Converting uploaded HTML files into UTF8

carl · November 19, 2005, 6:41pm

I’m writing a rails app that allows an admin to upload files that will
be searched by users. These files may be in text or html format, and
frequently are in different charsets. For uniform presentation, I’d
like to convert everything to UTF8. However, I’m not sure how best to
detect the format the uploaded docs are in. I noticed that the ruby
iconv library needs to know what format you are converting from. Does
anyone have any good ways to detect a document’s charset?

While we’re on the topic of conversion, I’ve also written a simple
html_to_text conversion routine:

def html_to_text(html)
html.gsub!(/<\s*?script[^>]?>.?<\s*?/script\s*?>/m, ‘’) #
remove javascript
html.gsub!(/<[/!]?[^<>]?>/m, ‘’) #
remove html tags
html.gsub!(/([\r\n])[\s]+/m, ‘\1’) #
remove white space
html.gsub!(/&(quot|#34);/m, ‘"’) #
convert symbols
html.gsub!(/&(amp|#38);/m, ‘&’)
html.gsub!(/&(lt|#60);/m, ‘<’)
html.gsub!(/&(gt|#62);/m, ‘>’)
html.gsub!(/&(nbsp|#160);/m, ’ ')
html.gsub!(/&(iexcl|#161);/m, “\161”)
html.gsub!(/&(cent|#162);/m, “\162”)
html.gsub!(/&(pound|#163);/m, “\163”)
html.gsub!(/&(copy|#169);/m, “\169”)
html.gsub!(/&#(\d+);/m) {|s| [$1.to_i].pack(‘c’) }
html.strip!
html
end

Is there a better ruby library for this that tries to preserve
structure more, or should I just stick with this approach?

Thanks,
Carl

carl · November 19, 2005, 7:30pm

On 19-nov-2005, at 18:38, Carl Y. wrote:

I’m writing a rails app that allows an admin to upload files that will
be searched by users. These files may be in text or html format, and
frequently are in different charsets. For uniform presentation, I’d
like to convert everything to UTF8. However, I’m not sure how best to
detect the format the uploaded docs are in. I noticed that the ruby
iconv library needs to know what format you are converting from. Does
anyone have any good ways to detect a document’s charset?
No, there is no such way. This is one of the reasons Unicode has been
designed

one of it’s special “perks” is that you can reasonably well detect
if a document is in Unicode
( the probability of the random sequence of bytes matching Unicode is
very low).

The only thing you can do is to say whether a document IS in
Unicode (you have to know the form though) or not.
After that you need to fallback to a charset that you are most likely
to expect on input.

What I would do if I was you:

In the upload form, make a checkmark that says “This file uses
Unicode” - people who need to know DO know what it means
By default turn the checkmark on
When the file is uploaded convert it from ISO to Unicode if the
checkmark was unchecked. If the HTML document contains a charset
directive,
decode it according to this directive. You can also use the UTF-8
sanity regex - if the uploaded document matches it you can save it as
UTF without conversions.

html.gsub!(/&(quot|\#34);/m, '"')                           #
html.strip!
html
end

Is there a better ruby library for this that tries to preserve
structure more, or should I just stick with this approach?

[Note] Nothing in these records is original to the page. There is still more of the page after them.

Issue #3443, opened 2021-07-07
Remove mirror neuro.polymtl.ca


alexfoias:
Remove mirror neuro.polymtl.ca because our dokuwiki migrated to gitbook.io

taowa:
I'd like to try to *replace* neuro.polymtl.ca and not remove it outright. OSF is the only other mirror for at least a couple models, and I think that we should try to make them available ourselves. I outlined one of our options for doing that on `#website`, but am open to others.

joshuacwnewton:
> I'd like to try to _replace_ neuro.polymtl.ca and not remove it outright. OSF is the only other mirror for at least a couple models, and I think that we should try to make them available ourselves. I outlined one of our options for doing that on `#website`, but am open to others.

The mirrors are mainly relevant for SCT's custom download manager, `sct_download_data`. But, just to mention one alternative, @kousu has also been taking a stab at hosting/versioning/distributing the models via `pip` as a more long-term solution. It's a little nonstandard, but would solve a big packaging blocker for #1526. 

(There's further context in https://github.com/spinalcordtoolbox/spinalcordtoolbox/issues/2669, https://github.com/spinalcordtoolbox/spinalcordtoolbox-data-template/pull/1.)

kousu:
Thanks for poking me about that @joshuacwnewton.

And there's another problem: the backup mirror doesn't seem to be working? There's been a few reports on the forum like https://forum.spinalcordmri.org/t/installation-failed-at-the-end/496:

> Exception: (‘Download error’, [SSLError(MaxRetryError(‘HTTPSConnectionPool(host=‘osf.io’, port=443): Max retries exceeded with url: /mka78/?action=download (Caused by SSLError(SSLError(“bad handshake: SysCallError(-1, ‘Unexpected EOF’)”,),))’,),), HTTPError(‘403 Client Error: Forbidden for url: https://www.neuro.polymtl.ca/_media/downloads/sct/20200420_sct_binaries_linux.tar.gz 1’,)])

It seems to be mixing up the two domains somehow, but only when it has to fall back. If that's true, it means www.neuro.polymtl.ca/_media/downloads hasn't been used in months, maybe years. I haven't debugged this. I tried to reproduce it a bit but just didn't finish before going to do something else.

joshuacwnewton:
> And there's another problem: the backup mirror doesn't seem to be working?

[...]

Issue #3333, opened 2021-04-06
Remove `gm_model`


kousu:
`sct_download_data -d gm_model` used to be used by `sct_segment_graymatter` but that was removed in https://github.com/spinalcordtoolbox/spinalcordtoolbox/issues/1622 / https://github.com/spinalcordtoolbox/spinalcordtoolbox/pull/2549. As part of #2669 I discovered this one hadn't even been ported to https://github.com/sct-data, and I would rather not resurrect it for nothing, so remove the remaining references to it.

PR #3596, opened 2021-11-18
Update outdated mirror links

alexfoias:
* Model/datasets were migrated from the `sct-data` org to the `spinalcordtoolbox` org
* The dokuwiki migrated so we have to remove the `neuro.polymtl.ca` mirrors.
* SCT Course datasets are now managed in [`sct_tutorial_data`](https://github.com/spinalcordtoolbox/sct_tutorial_data) repo -- these can be used to replace some of the dokuwiki links.

Fixes https://github.com/spinalcordtoolbox/spinalcordtoolbox/issues/3443


spinalcordtoolbox/scripts/sct_download_data.py
```diff
@@ -25,75 +25,61 @@
...
-        "https://www.neuro.polymtl.ca/_media/downloads/sct/20180612_sct_course-paris18.zip",
     ],
     "course_london19": [
         "https://osf.io/4q3u7/?action=download",
-        "https://www.neuro.polymtl.ca/_media/downloads/sct/20190121_sct_course-london19.zip",
     ],
     "course_beijing19": [
         "https://osf.io/ef4xz/?action=download",
-        "https://www.neuro.polymtl.ca/_media/downloads/sct/20190802_sct_course-beijing19.zip",
     ],
```
joshuacwnewton, line 67: Some of these datasets now only have a single mirror. Would it be worthwhile to create GitHub repos (or at least, `.zip` downloads) for everything here?

* Binaries: Maybe we could put the binary-generating code into a dedicated repo (currently it lurks in the `/install` folder) then attach the generated binaries as `.zip` files to releases on that repo.
* Old course datasets: These can be added to `sct_tutorial_data` quite easily.
* `gm_model`: Doesn't this project already have a corresponding repo somewhere?
* `exvivo_template`: Do we want to upload this to OSF?

joshuacwnewton (commented):
Thanks for noticing this!

spinalcordtoolbox/scripts/sct_download_data.py
joshuacwnewton: > Binaries: Maybe we could put the binary-generating code into a dedicated repo (currently it lurks in the /install folder) then attach the generated binaries as .zip files to releases on that repo.

It looks like @kousu had this idea before me in https://github.com/spinalcordtoolbox/spinalcordtoolbox/pull/2668.

--> @kousu how critical would you say it is to have 2 mirrors for our binaries? If so, do you have any interest in returning to those draft PRs from last year that stalled out?

kousu: Yes of course I have an interest in returning to them.

joshuacwnewton: I guess since the mirrors are already broken, this PR doesn't have to wait on those changes, though -- we'll have 1 mirror either way. :stuck_out_tongue_closed_eyes:

joshuacwnewton (approved):
I think the remaining suggestions in https://github.com/spinalcordtoolbox/spinalcordtoolbox/pull/3596#discussion_r753706703 can be addressed by smaller follow-up PRs, just to keep things moving. :slightly_smiling_face:

spinalcordtoolbox/scripts/sct_download_data.py
joshuacwnewton: > * [ ] `gm_model`: Doesn't this project already have a corresponding repo somewhere? Maybe we could create a release from that project to store this model.

Oh! @kousu noticed this one  too: https://github.com/spinalcordtoolbox/spinalcordtoolbox/issues/3333

PR #3603, opened 2021-11-23
Update help for 2+ labels usage, and change link from iCloud to RTD

### LINKED ISSUE #3601: Update usage
it says: "More information about label creation can be found at https://www.icloud.com/keynote/0th8lcatyVPkM_W14zpjynr5g#SCT%%5FCourse%%5F20200121 (p47)"

we should change that

also: 
"                        If you are using more than 2 labels, all discs covering the region of interest should be provided. E.g., if you are interested in levels C2 to C7, then you should provide disc labels 2,3,4,5,6,7. For more information about label creation, please refer to https://www.icloud.com/keynote/0th8lcatyVPkM_W14zpjynr5g#SCT%5FCourse%5F20200121 (p47)
"

### LINKED ISSUE #3602: update usage to inform user that using more than 2 labels will produce weird results
usage says:
~~~
If more than two labels (only with the parameter '-disc') are used, a non-linear registration will be applied to align the each intervertebral disc between the subject and the template, as described in sct_straighten_spinalcord. This the most accurate and preferred method. This feature does not work with the parameter '-ref subject', where only a rigid registration is performed.
~~~

we should add a disclaimer--  something like:
~~~
Due to the non-linear registration in the S-I direction, the warping field will be cropped above the top label and below the bottom label. This will result in a strange-looking registered image that has the same value above the top label and below the bottom label. But if you are not interested in these regions, you do not need to worry about it.
~~~

context:
- https://forum.spinalcordmri.org/t/labels-for-lumbar-spinal-level/737/5?u=jcohenadad

joshuacwnewton:
#### GitHub

#### PR contents

## Description

These changes should hopefully make it a little easier to understand the proper labeling for registration.

## Linked issues

Fixes #3601 
Fixes #3602


spinalcordtoolbox/scripts/sct_register_to_template.py
```diff
@@ -102,19 +102,21 @@ def get_parser():
...
             "mis-alignment of discs because a subject''s intervertebral discs distance might differ from that of the "
             "template.\n"
             "\n"
-            "If more than two labels (only with the parameter '-disc') are used, a non-linear registration will be "
-            "applied to align the each intervertebral disc between the subject and the template, as described in "
-            "sct_straighten_spinalcord. This the most accurate and preferred method. This feature does not work with "
-            "the parameter '-ref subject', where only a rigid registration is performed.\n"
+            "If more than two labels are used, a non-linear registration will be applied to align the each "
+            "intervertebral disc between the subject and the template, as described in "
+            "sct_straighten_spinalcord. This the most accurate and preferred method. Note: \n"
```
jcohenadad, line 113:
```suggestion
            "sct_straighten_spinalcord. Note: \n"
```
i don't think we want to endorse this as the best method-- there are serious cons associated with it

spinalcordtoolbox/scripts/sct_register_to_template.py
```diff
@@ -102,19 +102,21 @@ def get_parser():
...
+            "  - Using more than two labels will only work with disc labels (i.e. '-ldisc')\n"
```
jcohenadad, line 114: is that true? i'm wondering why it wouldn't work with -l labels 🤔

joshuacwnewton: Good question -- I was just going off of what was written previously ("`If more than two labels (only with the parameter '-disc') are used`") but I can double-check!

joshuacwnewton: I followed the tutorial steps, swapping out the typical two-label `sct_label_utils` step (`3,9`) with this:

```
sct_label_utils -i t2_seg_labeled.nii.gz -vert-body 3,4,5,6,7,8,9 -o t2_labels_vert.nii.gz
```

When running `sct_register_to_template`, I get this error:

```
ERROR: Label file has 7 label(s). It must contain one or two labels.
```

The error message comes from this part of the codebase:

https://github.com/spinalcordtoolbox/spinalcordtoolbox/blob/8985ba391ff149cb7af8a086dd7d0d28be90f010/spinalcordtoolbox/scripts/sct_register_to_template.py#L916-L918

However, since it's just a `printv` statement, the error doesn't actually halt the program... so it keeps going! (Log [here](https://github.com/spinalcordtoolbox/spinalcordtoolbox/files/7591237/sct_register_to_template_with_7_labels.txt).)

Results:

template2anat.nii.gz (overlaid on t2.nii.gz):

template2anat

anat2template.nii.gz (overlaid on PAM50_t2.nii.gz):

anat2template

Apart from the seemingly spurious error message (specifically for `body` labels), it does seem like it works fine? I wonder why that error message was put there in the first place.

joshuacwnewton: The context here is from a commit made 3 years ago: https://github.com/spinalcordtoolbox/spinalcordtoolbox/commit/e64928c4f976f18351a67b95333867984533a25e

It looks like we used to only permit exactly 2 labels, then we opened it up to 1 or 2. But we've never seemed to permit 2+ labels... :thinking:

jcohenadad: thank you for these investigations, @joshuacwnewton . I _think_ that this error message was set because the motivation for allowing more than 2 labels was based on older investigations when using multiple disc labels-- given that it was motivated by disc labeling, we did not really consider if this could also apply to vert labels (and since we didn't want to deal with too many things at that time we just decided to say "let's authorize this only for disc labels"). but is looks like we can now remove that limitation

jcohenadad (approved):

Issue #3312, opened 2021-03-24
Force location of data downloading for some datasets


charleygros:
**Feature justification: Is your feature request related to a problem? Please describe.**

Look in the tag removal routines in the Rails source. But I think we
currently don’t have such a library - partly because it is unclear
how you can handle HTML specifics (such as tables etc.)

html.gsub!(/&\#(\d+);/m) {|s| [$1.to_i].pack('c') }

So you say that you want your documents to be unicode and you do
this? Strange.

carl · November 19, 2005, 8:19pm

Thanks for the tips. I can’t rely on the uploaded documents having
similar HTML format, so I convert them to plain text files first. As
I understand it, even after converting to plaintext, it would still be
possible to have characters that didn’t get displayed properly because
they used a different charset, so therefore I want to convert to UTF8
after stripping out all HTML tags. Please let me know me if this is
an incorrect assumption.

carl · November 19, 2005, 9:07pm

On 19-nov-2005, at 20:18, Carl Y. wrote:

Thanks for the tips. I can’t rely on the uploaded documents having
similar HTML format, so I convert them to plain text files first. As
I understand it, even after converting to plaintext, it would still be
possible to have characters that didn’t get displayed properly because
they used a different charset, so therefore I want to convert to UTF8
after stripping out all HTML tags. Please let me know me if this is
an incorrect assumption.
Hmm. No this assumption is not correct. FIrst you have to get your
text into a right encoding and then
perform transforms with it.

On 11/19/05, Julian ‘Julik’ Tarkhanov [email protected] wrote:
html.gsub!(/&\#(\d+);/m) {|s| [$1.to_i].pack('c') }

What I meant when quoting this fragment is that this kind of
conversion will get you only ASCII
character. You shoudl use UTF pack (“U”) to get all the chars.